WHAT THE TASK REQUIRES — Each record below must be returned exactly as shown.

MATERIAL TO PROCESS —
···

PR #1457, opened 2015-07-20
Updated Metrics translation in LTM

amtriathlon:
- Code cleanup, removing deprecated code and refactoring
- Metrics translation is now done in a method for LTMSettings
- User defined metric name (uname) is translated if it matches english name
- User defined units (uunit) is only translated if it matches saved units


liversedge:
Thanks!

PR #1467, opened 2015-07-24
Adjust Video Playback speed on cyclist speed

vlcvboyer:
This patch set adjusts Video Playback speed on cyclist speed in training mode with VLC.
Needs GPX file to be used (same way than street view)
Valid when using libVLC 
see feature 382 linked to this amendment:
https://groups.google.com/forum/#!topic/golden-cheetah-developers/t9JFkSFLuv8


liversedge:
Am waiting till v3.2 is released to pull this into master.

Thanks for the patch !

vlcvboyer:
Hi !
I'm pleased to see that my patch is appreciated !
I have few question in regard with training feature:
Is there any plan to change training view, etc. ?
I saw that a dedicated training program was under progress but as far as I see it is empty since long time.
At present my vision of it is that it's not as intuitive as it could be (for example streetview needs to select existing GPX in activities list before going to training view... In addition we have to import an activity which may not be ours but will be taken into account for statistics, we cannot name it, etc. )
It will be very interesting to be able to use gpx directly and controling trainer dynamic brake based on GPX elevation + wind heading computation.
I'll be pleased to contribute much more but I don't want to write some code which will not match with future versions or other in-progress projects.

liversedge:
The training view doesn't get enough attention, the problem is there is a very small number of users and there is a lot of new ideas and interest in the other aspects.

It has received a fair amount of updates in 3.2 W'bal as you ride, vector support, moxy and Tacx support was added.

There are a LOT of updates pending for v4.0 too - check out the github issues tagged "train view".

You are more than welcome to start working on new ideas -- the UX is terrible and anything is likely to be an improvement .. do check it "fits in with general direction" before starting, but I have quite an open mind on this.

If you want to look at decoupling it from the main app and getting "OpenTrainer" started you are very welcome to have a go....

vlcvboyer:
I've closed this pul request as I've created a mess on my github fork when syncing with goldenCheetah master...
Cleanning is in progress...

···

ANSWER TO THIS EXERCISE —
PR #1457, opened 2015-07-20
Updated Metrics translation in LTM

amtriathlon:
- Code cleanup, removing deprecated code and refactoring
- Metrics translation is now done in a method for LTMSettings
- User defined metric name (uname) is translated if it matches english name
- User defined units (uunit) is only translated if it matches saved units


liversedge:
Thanks!

PR #1467, opened 2015-07-24
Adjust Video Playback speed on cyclist speed

vlcvboyer:
This patch set adjusts Video Playback speed on cyclist speed in training mode with VLC.
Needs GPX file to be used (same way than street view)
Valid when using libVLC 
see feature 382 linked to this amendment:
https://groups.google.com/forum/#!topic/golden-cheetah-developers/t9JFkSFLuv8


liversedge:
Am waiting till v3.2 is released to pull this into master.

Thanks for the patch !

vlcvboyer:
Hi !
I'm pleased to see that my patch is appreciated !
I have few question in regard with training feature:
Is there any plan to change training view, etc. ?
I saw that a dedicated training program was under progress but as far as I see it is empty since long time.
At present my vision of it is that it's not as intuitive as it could be (for example streetview needs to select existing GPX in activities list before going to training view... In addition we have to import an activity which may not be ours but will be taken into account for statistics, we cannot name it, etc. )
It will be very interesting to be able to use gpx directly and controling trainer dynamic brake based on GPX elevation + wind heading computation.
I'll be pleased to contribute much more but I don't want to write some code which will not match with future versions or other in-progress projects.

liversedge:
The training view doesn't get enough attention, the problem is there is a very small number of users and there is a lot of new ideas and interest in the other aspects.

It has received a fair amount of updates in 3.2 W'bal as you ride, vector support, moxy and Tacx support was added.

There are a LOT of updates pending for v4.0 too - check out the github issues tagged "train view".

You are more than welcome to start working on new ideas -- the UX is terrible and anything is likely to be an improvement .. do check it "fits in with general direction" before starting, but I have quite an open mind on this.

If you want to look at decoupling it from the main app and getting "OpenTrainer" started you are very welcome to have a go....

vlcvboyer:
I've closed this pul request as I've created a mess on my github fork when syncing with goldenCheetah master...
Cleanning is in progress...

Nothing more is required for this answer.